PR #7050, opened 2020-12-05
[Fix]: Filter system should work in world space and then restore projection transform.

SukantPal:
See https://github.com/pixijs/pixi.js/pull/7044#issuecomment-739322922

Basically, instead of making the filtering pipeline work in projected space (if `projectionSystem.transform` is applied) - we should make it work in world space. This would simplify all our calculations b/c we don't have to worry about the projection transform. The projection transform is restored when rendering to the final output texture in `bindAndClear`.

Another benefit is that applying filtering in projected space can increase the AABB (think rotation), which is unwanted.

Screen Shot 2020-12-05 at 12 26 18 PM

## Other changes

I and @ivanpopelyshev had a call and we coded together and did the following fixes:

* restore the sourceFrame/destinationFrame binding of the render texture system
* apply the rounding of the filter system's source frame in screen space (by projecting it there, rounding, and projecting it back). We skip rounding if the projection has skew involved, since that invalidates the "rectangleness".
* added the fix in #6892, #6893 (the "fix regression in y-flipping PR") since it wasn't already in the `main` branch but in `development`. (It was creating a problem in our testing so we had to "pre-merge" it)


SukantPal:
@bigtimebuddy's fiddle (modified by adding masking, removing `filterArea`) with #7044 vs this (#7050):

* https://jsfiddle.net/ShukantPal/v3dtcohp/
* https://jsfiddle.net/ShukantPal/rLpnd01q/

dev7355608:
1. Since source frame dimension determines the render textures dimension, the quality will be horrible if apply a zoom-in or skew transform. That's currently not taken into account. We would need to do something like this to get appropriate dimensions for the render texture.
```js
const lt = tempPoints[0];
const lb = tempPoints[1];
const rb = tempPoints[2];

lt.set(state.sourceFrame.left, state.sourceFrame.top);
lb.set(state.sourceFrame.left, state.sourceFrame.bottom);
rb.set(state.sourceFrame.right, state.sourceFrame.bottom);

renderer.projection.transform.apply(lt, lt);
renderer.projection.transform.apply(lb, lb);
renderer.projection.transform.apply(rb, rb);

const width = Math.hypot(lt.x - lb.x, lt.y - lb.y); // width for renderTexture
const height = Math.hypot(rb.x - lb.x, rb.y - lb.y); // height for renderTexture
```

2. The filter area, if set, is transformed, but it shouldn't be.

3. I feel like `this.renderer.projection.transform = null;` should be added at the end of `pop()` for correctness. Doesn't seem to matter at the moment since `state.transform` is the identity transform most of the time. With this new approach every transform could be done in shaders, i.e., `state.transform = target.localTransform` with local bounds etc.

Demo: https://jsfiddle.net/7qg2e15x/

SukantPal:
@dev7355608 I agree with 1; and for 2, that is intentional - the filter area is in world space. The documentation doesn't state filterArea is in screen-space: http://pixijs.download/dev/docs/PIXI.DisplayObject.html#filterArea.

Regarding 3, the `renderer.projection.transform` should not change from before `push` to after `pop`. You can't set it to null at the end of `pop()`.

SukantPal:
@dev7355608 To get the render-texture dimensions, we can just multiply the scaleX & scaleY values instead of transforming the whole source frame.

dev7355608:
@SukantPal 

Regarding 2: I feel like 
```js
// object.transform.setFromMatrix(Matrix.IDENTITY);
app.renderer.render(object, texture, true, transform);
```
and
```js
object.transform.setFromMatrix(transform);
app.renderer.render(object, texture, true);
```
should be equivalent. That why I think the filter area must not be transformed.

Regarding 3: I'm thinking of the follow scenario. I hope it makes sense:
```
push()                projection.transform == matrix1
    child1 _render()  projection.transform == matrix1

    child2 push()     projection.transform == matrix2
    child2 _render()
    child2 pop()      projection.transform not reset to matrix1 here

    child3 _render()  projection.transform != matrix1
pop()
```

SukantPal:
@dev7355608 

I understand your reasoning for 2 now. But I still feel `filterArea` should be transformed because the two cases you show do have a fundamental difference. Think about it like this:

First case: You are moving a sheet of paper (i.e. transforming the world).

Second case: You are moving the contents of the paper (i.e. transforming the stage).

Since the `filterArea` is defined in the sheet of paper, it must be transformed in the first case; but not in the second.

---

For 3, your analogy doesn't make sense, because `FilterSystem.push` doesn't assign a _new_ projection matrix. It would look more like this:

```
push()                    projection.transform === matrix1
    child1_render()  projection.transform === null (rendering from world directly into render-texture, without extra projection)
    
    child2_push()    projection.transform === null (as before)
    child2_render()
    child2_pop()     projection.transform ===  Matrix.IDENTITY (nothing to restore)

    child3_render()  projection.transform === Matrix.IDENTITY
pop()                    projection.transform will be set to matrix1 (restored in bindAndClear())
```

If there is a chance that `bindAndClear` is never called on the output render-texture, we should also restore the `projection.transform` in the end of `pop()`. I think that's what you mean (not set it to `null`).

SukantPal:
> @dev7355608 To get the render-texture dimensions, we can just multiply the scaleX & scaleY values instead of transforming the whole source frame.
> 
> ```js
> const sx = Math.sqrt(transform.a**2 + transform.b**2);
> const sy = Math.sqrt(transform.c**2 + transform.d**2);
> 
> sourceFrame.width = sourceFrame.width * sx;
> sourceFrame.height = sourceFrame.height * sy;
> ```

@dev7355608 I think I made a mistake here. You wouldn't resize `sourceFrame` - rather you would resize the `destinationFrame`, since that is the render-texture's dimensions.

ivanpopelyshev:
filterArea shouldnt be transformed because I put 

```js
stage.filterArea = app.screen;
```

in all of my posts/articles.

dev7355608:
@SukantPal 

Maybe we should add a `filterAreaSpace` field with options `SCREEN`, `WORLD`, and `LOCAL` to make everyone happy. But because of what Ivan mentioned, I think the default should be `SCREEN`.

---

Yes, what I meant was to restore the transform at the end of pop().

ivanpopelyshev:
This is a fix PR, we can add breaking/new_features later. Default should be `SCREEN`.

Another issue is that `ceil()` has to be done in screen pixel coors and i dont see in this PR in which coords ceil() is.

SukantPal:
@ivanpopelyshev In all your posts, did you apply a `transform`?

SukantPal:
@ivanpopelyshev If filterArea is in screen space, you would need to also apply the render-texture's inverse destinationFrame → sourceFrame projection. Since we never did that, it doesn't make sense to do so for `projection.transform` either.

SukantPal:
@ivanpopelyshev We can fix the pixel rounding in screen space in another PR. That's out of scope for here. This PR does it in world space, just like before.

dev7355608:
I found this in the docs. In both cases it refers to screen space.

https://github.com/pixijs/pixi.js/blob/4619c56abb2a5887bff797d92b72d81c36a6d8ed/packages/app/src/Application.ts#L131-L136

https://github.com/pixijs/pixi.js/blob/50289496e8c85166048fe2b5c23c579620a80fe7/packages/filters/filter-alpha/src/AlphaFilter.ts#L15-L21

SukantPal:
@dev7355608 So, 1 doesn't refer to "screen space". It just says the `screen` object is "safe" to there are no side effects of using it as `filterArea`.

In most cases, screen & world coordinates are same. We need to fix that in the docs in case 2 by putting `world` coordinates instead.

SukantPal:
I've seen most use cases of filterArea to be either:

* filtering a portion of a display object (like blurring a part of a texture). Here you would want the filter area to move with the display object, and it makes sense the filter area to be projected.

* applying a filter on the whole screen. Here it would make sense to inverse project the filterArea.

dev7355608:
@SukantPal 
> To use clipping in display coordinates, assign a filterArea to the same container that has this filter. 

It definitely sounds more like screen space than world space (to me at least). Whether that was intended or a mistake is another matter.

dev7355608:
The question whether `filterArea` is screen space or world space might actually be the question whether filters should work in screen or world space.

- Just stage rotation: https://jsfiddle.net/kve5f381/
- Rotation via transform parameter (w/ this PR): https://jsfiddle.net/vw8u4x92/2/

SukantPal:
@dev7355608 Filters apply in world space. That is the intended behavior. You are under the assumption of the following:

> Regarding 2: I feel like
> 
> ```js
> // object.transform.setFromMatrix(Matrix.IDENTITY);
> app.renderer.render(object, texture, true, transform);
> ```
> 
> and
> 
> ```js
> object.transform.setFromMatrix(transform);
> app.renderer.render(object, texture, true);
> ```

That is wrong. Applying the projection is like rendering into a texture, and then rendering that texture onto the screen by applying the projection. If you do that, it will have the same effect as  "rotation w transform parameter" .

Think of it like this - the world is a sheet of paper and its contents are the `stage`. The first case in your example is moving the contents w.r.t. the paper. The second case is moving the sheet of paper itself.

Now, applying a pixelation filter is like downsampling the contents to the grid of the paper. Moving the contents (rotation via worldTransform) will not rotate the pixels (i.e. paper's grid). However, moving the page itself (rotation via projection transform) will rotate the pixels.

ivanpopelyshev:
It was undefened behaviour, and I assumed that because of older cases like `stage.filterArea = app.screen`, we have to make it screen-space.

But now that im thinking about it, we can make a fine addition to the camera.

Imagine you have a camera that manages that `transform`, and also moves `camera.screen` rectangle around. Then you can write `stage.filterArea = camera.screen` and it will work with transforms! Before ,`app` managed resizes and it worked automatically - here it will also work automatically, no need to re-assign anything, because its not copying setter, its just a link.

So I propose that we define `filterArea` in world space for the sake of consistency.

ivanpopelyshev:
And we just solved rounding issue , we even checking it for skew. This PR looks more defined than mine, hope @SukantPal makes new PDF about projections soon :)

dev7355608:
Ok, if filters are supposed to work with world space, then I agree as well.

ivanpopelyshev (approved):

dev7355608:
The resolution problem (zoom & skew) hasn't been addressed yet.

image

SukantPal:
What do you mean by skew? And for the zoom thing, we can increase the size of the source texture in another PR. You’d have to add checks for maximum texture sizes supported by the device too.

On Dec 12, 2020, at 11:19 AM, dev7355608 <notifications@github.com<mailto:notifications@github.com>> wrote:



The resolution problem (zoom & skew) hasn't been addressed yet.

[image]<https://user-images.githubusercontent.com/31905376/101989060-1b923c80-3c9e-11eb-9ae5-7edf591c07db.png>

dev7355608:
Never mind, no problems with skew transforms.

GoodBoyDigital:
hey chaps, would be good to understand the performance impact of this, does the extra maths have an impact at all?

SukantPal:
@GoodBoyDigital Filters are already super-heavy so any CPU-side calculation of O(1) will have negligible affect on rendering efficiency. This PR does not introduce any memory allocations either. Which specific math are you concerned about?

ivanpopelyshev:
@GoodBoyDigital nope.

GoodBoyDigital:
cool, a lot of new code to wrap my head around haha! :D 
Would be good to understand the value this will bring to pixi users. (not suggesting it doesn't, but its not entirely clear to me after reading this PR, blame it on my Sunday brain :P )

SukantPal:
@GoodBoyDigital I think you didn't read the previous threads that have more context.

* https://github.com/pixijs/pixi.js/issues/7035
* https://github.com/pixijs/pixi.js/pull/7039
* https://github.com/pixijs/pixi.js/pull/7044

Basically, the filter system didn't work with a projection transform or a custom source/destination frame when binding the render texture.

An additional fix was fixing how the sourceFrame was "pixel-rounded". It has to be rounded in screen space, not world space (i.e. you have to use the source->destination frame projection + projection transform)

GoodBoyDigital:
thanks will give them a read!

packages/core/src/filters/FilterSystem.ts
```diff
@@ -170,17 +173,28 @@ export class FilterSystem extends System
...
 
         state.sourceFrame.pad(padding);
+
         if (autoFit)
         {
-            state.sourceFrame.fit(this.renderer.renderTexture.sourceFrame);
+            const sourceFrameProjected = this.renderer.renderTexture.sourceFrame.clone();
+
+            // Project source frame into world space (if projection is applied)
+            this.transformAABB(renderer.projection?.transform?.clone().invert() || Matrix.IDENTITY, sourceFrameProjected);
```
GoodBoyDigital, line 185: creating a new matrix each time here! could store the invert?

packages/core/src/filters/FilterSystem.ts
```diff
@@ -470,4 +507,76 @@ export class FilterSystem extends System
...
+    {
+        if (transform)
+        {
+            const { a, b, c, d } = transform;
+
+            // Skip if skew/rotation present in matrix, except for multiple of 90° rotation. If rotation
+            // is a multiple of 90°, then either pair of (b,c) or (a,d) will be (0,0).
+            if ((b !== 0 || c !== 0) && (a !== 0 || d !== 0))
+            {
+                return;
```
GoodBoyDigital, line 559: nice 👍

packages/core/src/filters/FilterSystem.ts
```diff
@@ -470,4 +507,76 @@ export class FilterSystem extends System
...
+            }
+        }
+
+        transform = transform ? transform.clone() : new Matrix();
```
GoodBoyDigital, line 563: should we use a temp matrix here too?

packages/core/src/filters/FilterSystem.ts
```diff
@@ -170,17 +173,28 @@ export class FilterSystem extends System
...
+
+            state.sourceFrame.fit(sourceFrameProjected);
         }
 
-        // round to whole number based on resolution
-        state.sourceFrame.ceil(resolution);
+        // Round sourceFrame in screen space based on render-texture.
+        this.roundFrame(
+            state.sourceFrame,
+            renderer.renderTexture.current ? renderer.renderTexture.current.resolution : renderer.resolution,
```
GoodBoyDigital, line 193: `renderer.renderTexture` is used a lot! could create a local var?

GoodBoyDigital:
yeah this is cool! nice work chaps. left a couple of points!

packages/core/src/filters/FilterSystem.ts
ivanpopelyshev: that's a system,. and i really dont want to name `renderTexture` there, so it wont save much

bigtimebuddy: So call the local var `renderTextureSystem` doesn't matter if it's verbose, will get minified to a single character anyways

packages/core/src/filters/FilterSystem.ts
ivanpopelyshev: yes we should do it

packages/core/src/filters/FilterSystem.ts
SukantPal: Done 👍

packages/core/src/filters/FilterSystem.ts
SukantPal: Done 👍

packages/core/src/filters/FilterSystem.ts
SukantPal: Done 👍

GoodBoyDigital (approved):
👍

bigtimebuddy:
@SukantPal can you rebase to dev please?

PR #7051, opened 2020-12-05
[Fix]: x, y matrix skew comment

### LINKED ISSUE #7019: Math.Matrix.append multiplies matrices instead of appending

# # #

→ **Your assignment**:
Using the material above, filter for lines holding "defined" and copy each one.

→ **Worked solution**:
Since the `filterArea` is defined in the sheet of paper, it must be transformed in the first case; but not in the second.
And we just solved rounding issue , we even checking it for skew. This PR looks more defined than mine, hope @SukantPal makes new PDF about projections soon :)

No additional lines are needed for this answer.